GDP-KPRN

Last edit : 29 July 2019

Recommender system referencing KPRN, original github, trained using custom MovieLens-20M dataset.

The model implemented has slight difference where no pooling layer added at the end of LSTM.

Domain of problems

Given a path between user and an item, predict how likely the user will interact with the item

/cache : temporary files used in training
/data : contains dataset (custom ml-20m dataset where only movies shows up in Ripple-Net's knowledge graph used) used in training.
/log : contains training result stored in single folder named after training timestamp.
/test : contains jupyter notebook used in testing the trained models
KPRN-LSTM.ipynb : notebook to train model
main.py : python3 version of KPRN-LSTM.ipynb

Note

*italic* means this folder is ommited from git, but necessary if you need to run experiments
**bold** means this folder has it's own README, check it for detailed information :)

Preparing

Installing dependencies

pip3 install -r requirements.txt

How to run

Unzip ratings_re.zip and ratings_re.z01 in /data
To preprocess, run Preprocess.ipynb notebook or preprocess.py
```
python3 data/preprocess.py
```
To train, run KPRN-LSTM.ipynb notebook or main.py
```
python3 main.py
```

! Caching warning !

To start using new dataset, or if you wish to generate new dataset, please delete all items inside /cache

Training

How to change hyper parameter

Open KPRN-LSTM.ipynb or main.py and change the model parameters

Testing / Evaluation

How to check training result

Find the training result folder inside /log (find the latest), copy the folder name.
Create copy of latest jupyter notebook inside /test folder.
Rename folder to match a folder in /log (for traceability purpose).
Replace TESTING_CODE at the top of the notebook.
Run the notebook

Final result

KPRN - pool_size = 1 (no pooling)

Evaluation size	Prec@10	Distinct@10	Unique items
Eval on 10 user	0.12028	0.70000	70
Eval on 30 user	0.16667	0.60667	182
Eval on 100 user	0.17471	0.38600	386

KPRN - pool_size = 3

Evaluation size	Prec@10	Distinct@10	Unique items
Eval on 10 user	0.20000	0.32000	32
Eval on 30 user	0.24333	0.21000	63
Eval on 100 user	0.25864	0.13400	134

KPRN - pool_size = 5

Evaluation size	Prec@10	Distinct@10	Unique items
Eval on 10 user	0.18667	0.31000	31
Eval on 30 user	0.18000	0.14667	44
Eval on 100 user	0.23453	0.08400	84

Findings

KPRN relies heavily upon paths, and those paths are handcrafted by using the knowledge-graph.
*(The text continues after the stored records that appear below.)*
PR #134, opened 2023-04-01
Logging proxy

gregschohn:
### Description
This is a trivial proxy that uses netty to stand up an https or http endpoint to proxy traffic to an underlying host/port.  It ALSO includes support for reliably (I think) committing PUT/POST/DELETES to disk before proceeding with making the call to the downstream service.  This is done in a netty async friendly way and non0mutating calls are also logged but when the connection is closed.  

Logged data now stored in a protocol buffer format and there are some messages within it to assist with replay (specifically, "EndOfMessage", which includes some byte lengths for the first line and headers).

THERE ARE STILL A LOT OF THINGS LEFT TO DO HERE - but hopefully, this can set a path forward.

### Issues Resolved
https://opensearch.atlassian.net/browse/MIGRATIONS-1038 and part of https://opensearch.atlassian.net/browse/MIGRATIONS-1039

### Testing
Only 2 and one (an E2E proxy one) is flaky.

### Check List


TrafficCapture/captureOffloader/src/main/java/org/opensearch/migrations/trafficcapture/InMemoryConnectionCaptureFactory.java
```diff
@@ -0,0 +1,54 @@
...
+import java.nio.file.Paths;
+import java.util.ArrayList;
+import java.util.List;
+import java.util.WeakHashMap;
+import java.util.concurrent.CompletableFuture;
+import java.util.concurrent.ConcurrentLinkedQueue;
+import java.util.concurrent.atomic.AtomicInteger;
+import java.util.function.BiFunction;
+
+public class InMemoryConnectionCaptureFactory implements IConnectionCaptureFactory {
```
lewijacn, line 21: It may be helpful to call out this is only used for testing or specify if you are planning an additional purpose here

TrafficCapture/trafficCaptureProxyServer/src/main/java/org/opensearch/migrations/trafficcapture/proxyserver/netty/ProxyChannelInitializer.java
```diff
@@ -0,0 +1,58 @@
...
+                (httpRequest.method().equals(HttpMethod.POST) ||
+                        httpRequest.method().equals(HttpMethod.PUT) ||
+                        httpRequest.method().equals(HttpMethod.DELETE)));
+    }
+
+    @Override
+    protected void initChannel(SocketChannel ch) throws IOException {
+        var sslContext = sslEngineProvider != null ? sslEngineProvider.get() : null;
+        if (sslContext != null) {
+            ch.pipeline().addLast(new SslHandler(sslEngineProvider.get()));
```
lewijacn, line 46: Assuming the SslHandler decrypts the incoming data for the following handlers, do we do any re-encryption before we send to the source cluster?

lewijacn (approved):
I think there are a few things that could be done to improve the code quality here (which I believe we are planning to complete in the future) around readability, comments, error handling, unit tests that I didn't focus on in this PR given the malleable state we are currently in. From what I have understood conceptually things have made sense (minus the comments), but plan to advocate/make improvements as I gain a better understanding here

As a point of reference after adding a test dependency for protobuf (discussed in one of the comments) I was able to build these projects and have the tests pass.

TrafficCapture/trafficCaptureProxyServer/src/main/java/org/opensearch/migrations/trafficcapture/proxyserver/netty/FrontsideHandler.java
```diff
@@ -0,0 +1,110 @@
...
+    }
+
+    @Override
+    public void channelActive(ChannelHandlerContext ctx) {
+        final Channel inboundChannel = ctx.channel();
+        // Start the connection attempt.
+        Bootstrap b = new Bootstrap();
+        b.group(inboundChannel.eventLoop())
+                .channel(ctx.channel().getClass())
+                .handler(new LoggingHandler(LogLevel.ERROR))
```
mikaylathompson, line 40: Netty novice question: this isn't a handler that's going to cause everything that comes through the channel to be logged, right?

TrafficCapture/trafficCaptureProxyServer/src/main/java/org/opensearch/migrations/trafficcapture/proxyserver/netty/NettyScanningHttpProxy.java
```diff
@@ -0,0 +1,62 @@
...
+            throws InterruptedException {
+        InternalLoggerFactory.setDefaultFactory(JdkLoggerFactory.INSTANCE);
+        bossGroup = new NioEventLoopGroup(1);
+        workerGroup = new NioEventLoopGroup();
+        ServerBootstrap serverBootstrap = new ServerBootstrap();
+        try {
+            mainChannel = serverBootstrap.group(bossGroup, workerGroup)
+                    .channel(NioServerSocketChannel.class)
+                    //.handler(new LoggingHandler(LogLevel.INFO))
+                    //.childHandler(new HexDumpProxyInitializer(backsideHost, backsidePort))
```
mikaylathompson, line 41: nit: any reason to keep this commented out code?

TrafficCapture/trafficCaptureProxyServer/src/main/java/org/opensearch/migrations/trafficcapture/proxyserver/netty/ProxyChannelInitializer.java
```diff
@@ -0,0 +1,58 @@
...
+        }
+
+        var offloader = connectionCaptureFactory.createOffloader(ch.id().asShortText());
+        ch.pipeline().addLast(new LoggingHandler("PRE", LogLevel.WARN));
+        ch.pipeline().addLast(new LoggingHttpResponseHandler(offloader));
+        ch.pipeline().addLast(new ConditionallyReliableLoggingHttpRequestHandler(offloader,
+                this::shouldGuaranteeMessageOffloading));
+        //ch.pipeline().addLast(new ConditionallyReliableWireLoggingHandler(x->true, offloader));
+        //ch.pipeline().addLast(new LoggingHandler("POST", LogLevel.ERROR));
+        ch.pipeline().addLast(new FrontsideHandler(host, port));
```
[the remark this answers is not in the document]
mikaylathompson: You'll probably get a more full response from Greg, but this is my understanding from working on the replayer w/ netty:

>  It seems like they work together to relay messages to the underlying cluster

Yes, exactly.
The proxy has two functions (ignoring the whole kafka/logging thing, this is just a generic proxy): receiving requests and sending those same requests out to whoever's on the other end of the proxy (so Elasticsearch in this case). And then the same receiving/sending, but flipped around for the responses.

The frontside is the front from the perspective of someone outside of the cluster -- think front door. a request comes in and it hits the frontside. The backside is what's pushing out those requests to the Elasticsearch cluster (and then receiving the responses).

TrafficCapture/trafficCaptureProxyServer/src/main/java/org/opensearch/migrations/trafficcapture/proxyserver/Main.java
```diff
@@ -0,0 +1,90 @@
+/*
+ * This Java source file was generated by the Gradle 'init' task.
+ */
```
mikaylathompson, line 3: Is this actually true? This is a generated file?

TrafficCapture/trafficCaptureProxyServer/src/main/java/org/opensearch/migrations/trafficcapture/proxyserver/Main.java
```diff
@@ -0,0 +1,90 @@
...
+                System.err.println("Received shutdown signal.  Trying to shutdown cleanly");
+                proxy.stop();
+                System.err.println("Done stopping the proxy.");
+            } catch (InterruptedException e) {
+                System.err.println("Caught exception while shutting down: "+e);
+                throw new RuntimeException(e);
+            }
+        }));
+        while (true) {
+            Thread.sleep(60*1000);
```
mikaylathompson, line 86: What is this for? Why 1 minute?

TrafficCapture/captureOffloader/src/main/java/org/opensearch/migrations/trafficcapture/StreamChannelConnectionCaptureSerializer.java
```diff
@@ -0,0 +1,321 @@
...
+    @Override
+    public void addDeregisterEvent(Instant timestamp) throws IOException {
+
+    }
+
+    static abstract class BufRangeConsumer {
+        abstract void accept(byte[] buff, int offset, int len);
+    }
+//
+//    private void addByteBuf(ByteBuf buffer, BufRangeConsumer bufConsumer) {
```
mikaylathompson, line 184: Why is this commented out?

TrafficCapture/nettyWireLogging/src/main/java/org/opensearch/migrations/trafficcapture/netty/HttpCaptureSerializerUtil.java
```diff
@@ -0,0 +1,52 @@
...
+    public static HttpProcessedState addHttpMessageIndicatorEvents(
+            IChannelConnectionCaptureSerializer trafficOffloader,
+            List<Object> parsedMsgs) throws IOException {
+        Instant timestamp = Instant.now();
+        for (var obj : parsedMsgs) {
+            if (obj instanceof LastHttpContent) {
+                trafficOffloader.commitEndOfHttpMessageIndicator(timestamp);
+                return HttpProcessedState.FULL_MESSAGE;
+            }
+            var decoderResultLoose = getDecoderResult(obj);
```
mikaylathompson, line 40: what does "loose" mean here?

mikaylathompson (approved):

TrafficCapture/trafficCaptureProxyServer/src/main/java/org/opensearch/migrations/trafficcapture/proxyserver/netty/FrontsideHandler.java
gregschohn: It DOES log everything on the channel to the log4j facilities - meaning with the current setup, stderr.  In a future commit, I've removed the handler - or commented it out entirely.

TrafficCapture/trafficCaptureProxyServer/src/main/java/org/opensearch/migrations/trafficcapture/proxyserver/netty/NettyScanningHttpProxy.java
gregschohn: Second line should be deleted.  First line - judgment call.  When debugging netty, I find myself often having to add logging - so having the pattern "LoggingHandler" that I can search for & being able to uncomment it in about 2 seconds & making sure that it's in the right spot is very helpful.  It's easy to add LoggingHandlers at different places that aren't as helpful - this code would be better if it included a name for the LoggingHandler so that it was really clear.  First we should get comfortable keeping that commented code in place though.

TrafficCapture/trafficCaptureProxyServer/src/main/java/org/opensearch/migrations/trafficcapture/proxyserver/Main.java
gregschohn: The statement is true, your comment is not ;).
It _WAS_ generated by gradle long ago, but has been changed, so the current contents have not been generated by Gradle.  I'll drop it in a future change.

TrafficCapture/trafficCaptureProxyServer/src/main/java/org/opensearch/migrations/trafficcapture/proxyserver/Main.java
gregschohn: Here are comments that I'll be adding - let me know if it makes more sense now
```
        // This loop just gives the main() function something to do while the netty event loops
        // work in the background.
        while (true) {
            // TODO: The kill signal will cause the sleep to throw an InterruptedException,
            // which may not be what we want to do - it seems like returning an exit code of 0
            // might make more sense.  This is something to research - e.g. by seeing if there's
            // specific behavior that POSIX recommends/requires.
```

TrafficCapture/nettyWireLogging/src/main/java/org/opensearch/migrations/trafficcapture/netty/HttpCaptureSerializerUtil.java
gregschohn: Looser typing.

The paths are also sampled from hundreds of million possible paths.

To find paths
```
(user -> seed item (eg: Castle on The Hill) -> entity (eg: Ed Sheeran) -> suggestion (eg: Perfect))
```
from each seed, we can extract millions of paths (if not sampled), even after sampled using only one relation (eg: same artist, same albums, etc per seed, it still generates around 8k-10k path per seed.
Each user has multiple item work as seed (typically 20+), this need to be sampled again to reduce paths generated and reduce computational cost.
We do make sure each item in suggestion has about 4 - 7 paths
At this point, we only evaluate on around 75 - 150 path per user, out of possible hundred million possible paths
That's a huge possible source of sampling bias, but at the same time, it's kinda impossible to search through all paths.
Looking from the result of KPRN, the usage of KG might turn out to be quite promising, especially to improve the diversity of suggestion.
The downside of using KPRN is that the result rely heavily on 'handcrafted' paths, which undergoes a lot of downsampling steps.
Summary compared to non-KG RecSys: Big improvement in terms of Prec@k and distinct rate

Pros

Able to incorporate Knowledge Graph as another source of information
Able to infer why a user is given such suggestions (based on path scores)
Able to adjust between 'exploration and optimization' by applying result pooling (the model doesn't require to be re-trained)
During training, the model converge really fast (< 10 epochs)

Cons

No original implementation usable
Relies heavily upon paths, and those paths are 'handcrafted' by using the knowledge-graph and also sampled from hundreds of million possible paths.
Huge possible sampling bias introduced from preprocessing step and path generation step.
The model remember the user, the model need to be re-trained for every new user and item addition.
Require relatively slow preprocessing
Super slow train and prediction time
Loss function and metric used in training is not Prec@K, instead it uses accuracy.

Experiment notes

At the cost of slightly different implementation, it's easier to implement using high-level libraries such as Keras instead of using original version.
path generation & predict time : about 4k path / second
different sampling method and sampling parameter has insignificant effect
Using more items as path generation 'seed' (for predicting suggestion), should lead to more personalized suggestions. (i.e. consider the suggestion by using more user history)
By pooling path prediction-score for the same items, the model should be able to give a better suggestion since it considers multiple reasons instead of just a single reason.